Task brief ▸
Return, exactly and in full, the lines of the records below starting at the one with "# Missing required" and ending at the one with "Looks great to", and no other lines.

(Source data)

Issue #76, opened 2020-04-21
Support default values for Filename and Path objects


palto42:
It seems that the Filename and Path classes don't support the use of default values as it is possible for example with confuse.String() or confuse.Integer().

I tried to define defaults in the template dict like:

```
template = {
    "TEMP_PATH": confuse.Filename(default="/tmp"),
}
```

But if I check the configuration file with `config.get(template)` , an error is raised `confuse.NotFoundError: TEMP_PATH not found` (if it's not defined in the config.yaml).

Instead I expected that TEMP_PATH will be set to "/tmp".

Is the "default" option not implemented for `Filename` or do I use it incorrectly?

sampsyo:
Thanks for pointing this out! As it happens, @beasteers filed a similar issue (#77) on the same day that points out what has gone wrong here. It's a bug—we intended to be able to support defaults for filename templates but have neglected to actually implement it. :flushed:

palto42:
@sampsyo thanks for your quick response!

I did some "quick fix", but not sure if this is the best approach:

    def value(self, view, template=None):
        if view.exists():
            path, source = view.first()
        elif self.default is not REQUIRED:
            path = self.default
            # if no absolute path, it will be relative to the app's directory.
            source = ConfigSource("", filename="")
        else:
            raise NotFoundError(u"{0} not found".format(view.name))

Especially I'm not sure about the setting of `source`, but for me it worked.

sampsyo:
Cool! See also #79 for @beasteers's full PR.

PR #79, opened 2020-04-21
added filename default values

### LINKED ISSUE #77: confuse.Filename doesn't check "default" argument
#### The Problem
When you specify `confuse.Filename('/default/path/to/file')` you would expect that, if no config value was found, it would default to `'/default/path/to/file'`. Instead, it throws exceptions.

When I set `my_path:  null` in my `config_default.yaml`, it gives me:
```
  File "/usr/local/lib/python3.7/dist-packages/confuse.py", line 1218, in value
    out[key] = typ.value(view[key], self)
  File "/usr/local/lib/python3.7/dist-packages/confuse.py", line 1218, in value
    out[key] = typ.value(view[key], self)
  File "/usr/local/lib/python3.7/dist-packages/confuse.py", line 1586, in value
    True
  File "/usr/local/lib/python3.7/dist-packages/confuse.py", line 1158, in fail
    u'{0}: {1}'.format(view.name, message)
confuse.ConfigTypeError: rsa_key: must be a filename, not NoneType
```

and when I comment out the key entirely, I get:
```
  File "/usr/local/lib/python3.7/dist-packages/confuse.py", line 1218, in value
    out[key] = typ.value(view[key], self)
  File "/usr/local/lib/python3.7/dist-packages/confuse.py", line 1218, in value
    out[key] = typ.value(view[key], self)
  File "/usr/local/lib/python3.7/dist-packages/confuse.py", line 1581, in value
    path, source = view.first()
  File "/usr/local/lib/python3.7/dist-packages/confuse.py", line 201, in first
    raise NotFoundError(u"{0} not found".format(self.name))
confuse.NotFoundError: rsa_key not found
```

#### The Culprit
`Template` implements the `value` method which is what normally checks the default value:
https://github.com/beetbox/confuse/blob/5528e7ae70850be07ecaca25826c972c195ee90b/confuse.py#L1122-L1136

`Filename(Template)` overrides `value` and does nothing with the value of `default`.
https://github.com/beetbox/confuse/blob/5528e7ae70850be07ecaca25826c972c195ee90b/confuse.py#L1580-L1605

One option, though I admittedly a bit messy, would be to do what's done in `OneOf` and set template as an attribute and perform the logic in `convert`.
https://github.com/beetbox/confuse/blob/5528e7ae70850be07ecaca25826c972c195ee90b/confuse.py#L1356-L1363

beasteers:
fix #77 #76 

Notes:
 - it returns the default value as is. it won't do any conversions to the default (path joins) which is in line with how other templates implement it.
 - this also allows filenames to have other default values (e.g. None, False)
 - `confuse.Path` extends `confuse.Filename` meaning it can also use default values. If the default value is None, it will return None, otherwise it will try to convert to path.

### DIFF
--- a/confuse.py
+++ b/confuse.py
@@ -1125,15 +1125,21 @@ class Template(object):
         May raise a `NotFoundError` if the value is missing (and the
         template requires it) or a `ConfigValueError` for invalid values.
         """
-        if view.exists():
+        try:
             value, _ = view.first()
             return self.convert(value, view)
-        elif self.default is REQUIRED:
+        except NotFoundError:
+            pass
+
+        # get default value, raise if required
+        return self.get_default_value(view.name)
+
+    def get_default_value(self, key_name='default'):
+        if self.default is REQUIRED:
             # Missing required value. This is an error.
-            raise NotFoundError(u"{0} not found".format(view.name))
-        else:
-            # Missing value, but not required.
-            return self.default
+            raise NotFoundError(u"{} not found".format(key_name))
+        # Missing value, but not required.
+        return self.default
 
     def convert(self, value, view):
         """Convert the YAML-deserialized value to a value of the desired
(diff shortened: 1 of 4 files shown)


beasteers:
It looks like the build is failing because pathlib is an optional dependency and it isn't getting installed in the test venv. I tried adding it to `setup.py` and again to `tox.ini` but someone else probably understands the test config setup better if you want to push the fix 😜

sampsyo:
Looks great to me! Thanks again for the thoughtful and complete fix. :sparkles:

---

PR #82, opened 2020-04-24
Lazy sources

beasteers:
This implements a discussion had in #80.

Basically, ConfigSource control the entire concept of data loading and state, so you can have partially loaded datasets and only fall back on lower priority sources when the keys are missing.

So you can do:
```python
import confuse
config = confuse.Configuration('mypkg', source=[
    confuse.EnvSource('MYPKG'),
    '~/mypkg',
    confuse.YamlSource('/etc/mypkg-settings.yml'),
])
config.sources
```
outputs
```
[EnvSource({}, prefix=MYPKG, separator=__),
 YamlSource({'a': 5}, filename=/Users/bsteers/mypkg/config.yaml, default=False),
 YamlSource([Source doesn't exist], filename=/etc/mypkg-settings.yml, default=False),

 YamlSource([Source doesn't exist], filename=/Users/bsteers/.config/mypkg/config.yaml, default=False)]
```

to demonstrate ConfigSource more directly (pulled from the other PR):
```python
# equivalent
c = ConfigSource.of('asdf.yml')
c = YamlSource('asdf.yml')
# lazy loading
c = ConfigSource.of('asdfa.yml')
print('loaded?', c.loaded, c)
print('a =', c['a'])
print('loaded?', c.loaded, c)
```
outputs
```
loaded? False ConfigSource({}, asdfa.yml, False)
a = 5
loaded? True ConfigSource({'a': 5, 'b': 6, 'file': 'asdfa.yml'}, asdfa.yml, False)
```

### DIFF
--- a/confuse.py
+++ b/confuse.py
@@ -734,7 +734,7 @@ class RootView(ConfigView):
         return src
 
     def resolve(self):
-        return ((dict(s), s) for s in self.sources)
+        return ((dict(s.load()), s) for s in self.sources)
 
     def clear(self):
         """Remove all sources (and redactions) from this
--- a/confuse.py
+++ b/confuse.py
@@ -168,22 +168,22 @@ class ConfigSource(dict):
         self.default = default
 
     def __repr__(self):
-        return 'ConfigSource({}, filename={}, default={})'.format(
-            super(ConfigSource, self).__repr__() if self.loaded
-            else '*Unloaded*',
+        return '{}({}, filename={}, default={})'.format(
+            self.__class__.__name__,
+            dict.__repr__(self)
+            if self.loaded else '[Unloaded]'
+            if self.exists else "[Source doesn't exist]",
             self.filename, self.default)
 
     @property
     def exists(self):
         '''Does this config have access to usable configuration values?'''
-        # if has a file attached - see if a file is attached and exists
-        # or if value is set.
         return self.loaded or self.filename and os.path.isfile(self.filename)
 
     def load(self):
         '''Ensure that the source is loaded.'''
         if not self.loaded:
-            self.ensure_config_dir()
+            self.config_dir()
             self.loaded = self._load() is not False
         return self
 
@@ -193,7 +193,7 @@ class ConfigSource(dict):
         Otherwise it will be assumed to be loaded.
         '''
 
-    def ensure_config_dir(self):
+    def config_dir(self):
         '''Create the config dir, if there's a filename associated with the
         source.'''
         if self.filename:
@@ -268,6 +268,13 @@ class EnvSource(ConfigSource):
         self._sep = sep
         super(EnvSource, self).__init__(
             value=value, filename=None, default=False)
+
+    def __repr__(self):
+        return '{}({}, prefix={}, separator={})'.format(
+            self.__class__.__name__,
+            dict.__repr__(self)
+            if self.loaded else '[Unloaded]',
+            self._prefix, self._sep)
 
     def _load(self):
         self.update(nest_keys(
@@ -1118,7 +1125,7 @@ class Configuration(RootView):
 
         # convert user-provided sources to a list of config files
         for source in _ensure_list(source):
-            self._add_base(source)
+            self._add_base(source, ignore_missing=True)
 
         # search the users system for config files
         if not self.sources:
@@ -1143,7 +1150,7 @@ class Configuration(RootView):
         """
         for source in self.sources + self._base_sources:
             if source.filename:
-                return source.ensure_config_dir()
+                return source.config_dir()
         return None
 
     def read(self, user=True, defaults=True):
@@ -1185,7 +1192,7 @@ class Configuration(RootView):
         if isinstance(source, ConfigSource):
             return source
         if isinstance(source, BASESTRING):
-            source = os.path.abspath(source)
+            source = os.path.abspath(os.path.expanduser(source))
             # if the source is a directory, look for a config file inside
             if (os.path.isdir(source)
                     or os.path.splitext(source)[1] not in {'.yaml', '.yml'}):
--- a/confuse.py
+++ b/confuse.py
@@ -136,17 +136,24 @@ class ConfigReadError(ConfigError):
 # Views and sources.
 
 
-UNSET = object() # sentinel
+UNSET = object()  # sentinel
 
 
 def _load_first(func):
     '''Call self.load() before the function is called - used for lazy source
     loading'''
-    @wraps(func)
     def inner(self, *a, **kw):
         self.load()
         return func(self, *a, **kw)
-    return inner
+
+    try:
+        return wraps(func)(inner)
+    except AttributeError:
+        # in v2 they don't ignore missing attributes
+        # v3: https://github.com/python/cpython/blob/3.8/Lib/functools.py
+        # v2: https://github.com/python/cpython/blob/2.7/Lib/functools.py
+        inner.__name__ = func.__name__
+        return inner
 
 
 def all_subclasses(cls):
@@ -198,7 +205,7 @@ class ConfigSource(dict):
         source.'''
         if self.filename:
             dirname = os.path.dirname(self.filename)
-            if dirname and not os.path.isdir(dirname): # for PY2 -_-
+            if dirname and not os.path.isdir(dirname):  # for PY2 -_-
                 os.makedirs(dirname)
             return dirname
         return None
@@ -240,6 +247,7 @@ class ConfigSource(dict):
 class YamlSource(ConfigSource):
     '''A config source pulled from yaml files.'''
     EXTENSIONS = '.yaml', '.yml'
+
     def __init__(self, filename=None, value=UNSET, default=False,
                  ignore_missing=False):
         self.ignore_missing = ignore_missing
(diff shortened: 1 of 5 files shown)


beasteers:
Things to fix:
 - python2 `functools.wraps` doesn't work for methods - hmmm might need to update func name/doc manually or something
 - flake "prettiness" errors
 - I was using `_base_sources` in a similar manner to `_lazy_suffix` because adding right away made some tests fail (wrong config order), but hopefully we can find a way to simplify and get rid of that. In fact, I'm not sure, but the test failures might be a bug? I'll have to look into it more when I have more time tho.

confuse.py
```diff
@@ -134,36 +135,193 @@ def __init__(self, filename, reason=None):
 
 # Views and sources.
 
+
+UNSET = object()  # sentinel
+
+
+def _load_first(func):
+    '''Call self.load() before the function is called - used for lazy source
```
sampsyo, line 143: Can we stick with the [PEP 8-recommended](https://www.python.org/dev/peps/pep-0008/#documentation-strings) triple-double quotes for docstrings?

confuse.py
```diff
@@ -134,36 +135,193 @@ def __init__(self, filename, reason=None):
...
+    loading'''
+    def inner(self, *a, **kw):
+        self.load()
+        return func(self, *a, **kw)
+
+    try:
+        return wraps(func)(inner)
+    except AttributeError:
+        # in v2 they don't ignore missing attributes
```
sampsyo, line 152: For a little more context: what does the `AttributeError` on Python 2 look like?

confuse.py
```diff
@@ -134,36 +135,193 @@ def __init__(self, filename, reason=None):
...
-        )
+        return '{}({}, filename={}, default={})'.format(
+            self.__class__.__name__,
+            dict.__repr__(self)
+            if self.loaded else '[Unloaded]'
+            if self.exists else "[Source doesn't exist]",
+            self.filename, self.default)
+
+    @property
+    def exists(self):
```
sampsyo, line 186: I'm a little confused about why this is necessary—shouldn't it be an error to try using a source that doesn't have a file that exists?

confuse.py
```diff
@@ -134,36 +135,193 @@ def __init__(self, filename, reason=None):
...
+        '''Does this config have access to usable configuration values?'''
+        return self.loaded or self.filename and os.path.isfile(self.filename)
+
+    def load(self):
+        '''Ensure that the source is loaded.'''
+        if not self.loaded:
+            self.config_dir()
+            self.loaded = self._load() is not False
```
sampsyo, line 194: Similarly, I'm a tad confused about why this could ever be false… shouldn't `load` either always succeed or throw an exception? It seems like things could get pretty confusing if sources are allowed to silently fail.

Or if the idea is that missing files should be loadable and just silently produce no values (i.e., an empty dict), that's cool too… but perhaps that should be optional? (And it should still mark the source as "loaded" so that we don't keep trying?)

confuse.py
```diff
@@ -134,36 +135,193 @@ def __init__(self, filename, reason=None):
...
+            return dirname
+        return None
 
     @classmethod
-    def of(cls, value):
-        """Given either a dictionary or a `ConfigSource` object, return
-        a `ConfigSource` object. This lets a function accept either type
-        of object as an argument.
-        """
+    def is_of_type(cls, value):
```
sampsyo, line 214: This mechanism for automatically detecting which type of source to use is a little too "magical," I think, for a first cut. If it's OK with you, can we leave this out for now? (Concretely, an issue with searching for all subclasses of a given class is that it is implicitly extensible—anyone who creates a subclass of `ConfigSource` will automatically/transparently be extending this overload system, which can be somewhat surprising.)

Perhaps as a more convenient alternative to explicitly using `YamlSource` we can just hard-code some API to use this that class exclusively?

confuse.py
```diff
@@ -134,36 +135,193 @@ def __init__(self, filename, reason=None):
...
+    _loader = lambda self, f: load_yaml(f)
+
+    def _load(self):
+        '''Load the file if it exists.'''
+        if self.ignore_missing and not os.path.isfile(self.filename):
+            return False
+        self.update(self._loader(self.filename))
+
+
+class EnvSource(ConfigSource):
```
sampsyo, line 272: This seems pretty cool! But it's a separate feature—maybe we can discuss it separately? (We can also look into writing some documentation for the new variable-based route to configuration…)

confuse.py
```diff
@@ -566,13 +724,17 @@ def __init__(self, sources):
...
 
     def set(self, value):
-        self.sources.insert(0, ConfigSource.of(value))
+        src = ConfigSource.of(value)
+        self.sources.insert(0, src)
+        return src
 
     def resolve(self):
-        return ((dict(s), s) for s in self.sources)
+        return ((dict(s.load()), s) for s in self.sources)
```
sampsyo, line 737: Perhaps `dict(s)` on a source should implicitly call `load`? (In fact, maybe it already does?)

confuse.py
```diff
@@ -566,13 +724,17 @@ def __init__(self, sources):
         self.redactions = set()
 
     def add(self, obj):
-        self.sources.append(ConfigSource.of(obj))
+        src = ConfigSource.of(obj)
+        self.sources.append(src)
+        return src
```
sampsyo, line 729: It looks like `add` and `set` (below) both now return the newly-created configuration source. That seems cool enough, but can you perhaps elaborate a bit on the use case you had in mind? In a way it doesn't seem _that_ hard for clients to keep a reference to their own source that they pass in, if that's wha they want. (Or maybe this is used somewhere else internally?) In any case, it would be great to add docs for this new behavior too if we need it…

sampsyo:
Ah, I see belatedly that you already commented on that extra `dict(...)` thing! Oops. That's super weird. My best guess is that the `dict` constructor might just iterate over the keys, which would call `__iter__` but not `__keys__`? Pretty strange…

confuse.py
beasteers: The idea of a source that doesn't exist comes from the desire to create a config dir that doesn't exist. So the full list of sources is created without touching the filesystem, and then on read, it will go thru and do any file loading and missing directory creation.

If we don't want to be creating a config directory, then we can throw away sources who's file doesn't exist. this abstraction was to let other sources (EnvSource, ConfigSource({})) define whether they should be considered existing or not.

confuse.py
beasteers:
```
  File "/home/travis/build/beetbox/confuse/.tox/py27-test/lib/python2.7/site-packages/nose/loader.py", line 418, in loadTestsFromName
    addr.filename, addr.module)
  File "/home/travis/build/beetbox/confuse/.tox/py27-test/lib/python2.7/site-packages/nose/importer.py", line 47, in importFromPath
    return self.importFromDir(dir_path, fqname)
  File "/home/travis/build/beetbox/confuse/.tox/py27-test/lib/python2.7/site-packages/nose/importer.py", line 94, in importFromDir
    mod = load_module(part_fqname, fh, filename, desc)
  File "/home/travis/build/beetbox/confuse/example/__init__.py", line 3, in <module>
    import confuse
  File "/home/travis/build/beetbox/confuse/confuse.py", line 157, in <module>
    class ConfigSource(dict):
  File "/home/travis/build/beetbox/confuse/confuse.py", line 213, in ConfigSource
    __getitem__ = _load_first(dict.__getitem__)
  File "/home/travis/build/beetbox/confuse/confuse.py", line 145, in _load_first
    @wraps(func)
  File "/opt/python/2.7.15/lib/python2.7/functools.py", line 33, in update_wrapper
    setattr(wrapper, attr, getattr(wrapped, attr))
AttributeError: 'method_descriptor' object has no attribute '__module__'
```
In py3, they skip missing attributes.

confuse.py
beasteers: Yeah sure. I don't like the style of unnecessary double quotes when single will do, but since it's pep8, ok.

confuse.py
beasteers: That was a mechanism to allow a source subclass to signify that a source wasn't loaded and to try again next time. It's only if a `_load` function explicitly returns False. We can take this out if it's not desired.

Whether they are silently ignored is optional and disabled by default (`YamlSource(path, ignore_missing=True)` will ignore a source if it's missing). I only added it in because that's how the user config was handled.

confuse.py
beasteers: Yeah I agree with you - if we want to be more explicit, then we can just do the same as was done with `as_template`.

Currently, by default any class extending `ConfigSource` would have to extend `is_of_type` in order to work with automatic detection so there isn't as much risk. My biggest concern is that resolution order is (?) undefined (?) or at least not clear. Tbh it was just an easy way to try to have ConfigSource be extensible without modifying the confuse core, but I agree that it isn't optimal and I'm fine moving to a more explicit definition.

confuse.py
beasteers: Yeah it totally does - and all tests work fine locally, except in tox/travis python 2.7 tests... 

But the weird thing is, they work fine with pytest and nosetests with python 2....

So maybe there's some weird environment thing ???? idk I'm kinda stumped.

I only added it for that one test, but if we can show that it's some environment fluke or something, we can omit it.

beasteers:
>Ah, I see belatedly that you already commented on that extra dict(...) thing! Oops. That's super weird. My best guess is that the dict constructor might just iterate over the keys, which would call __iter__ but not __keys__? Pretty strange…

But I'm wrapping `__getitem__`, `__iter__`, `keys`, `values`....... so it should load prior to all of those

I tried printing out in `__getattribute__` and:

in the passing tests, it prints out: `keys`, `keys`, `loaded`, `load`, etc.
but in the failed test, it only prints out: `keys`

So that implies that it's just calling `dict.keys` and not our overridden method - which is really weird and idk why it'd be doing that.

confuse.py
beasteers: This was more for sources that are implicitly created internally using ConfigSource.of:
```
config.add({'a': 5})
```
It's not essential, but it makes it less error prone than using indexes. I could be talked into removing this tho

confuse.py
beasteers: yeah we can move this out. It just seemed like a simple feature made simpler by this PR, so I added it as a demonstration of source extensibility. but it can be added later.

Exercise output ▸
             # Missing required value. This is an error.
-            raise NotFoundError(u"{0} not found".format(view.name))
-        else:
-            # Missing value, but not required.
-            return self.default
+            raise NotFoundError(u"{} not found".format(key_name))
+        # Missing value, but not required.
+        return self.default
 
     def convert(self, value, view):
         """Convert the YAML-deserialized value to a value of the desired
(diff shortened: 1 of 4 files shown)


beasteers:
It looks like the build is failing because pathlib is an optional dependency and it isn't getting installed in the test venv. I tried adding it to `setup.py` and again to `tox.ini` but someone else probably understands the test config setup better if you want to push the fix 😜

sampsyo:
Looks great to me! Thanks again for the thoughtful and complete fix. :sparkles:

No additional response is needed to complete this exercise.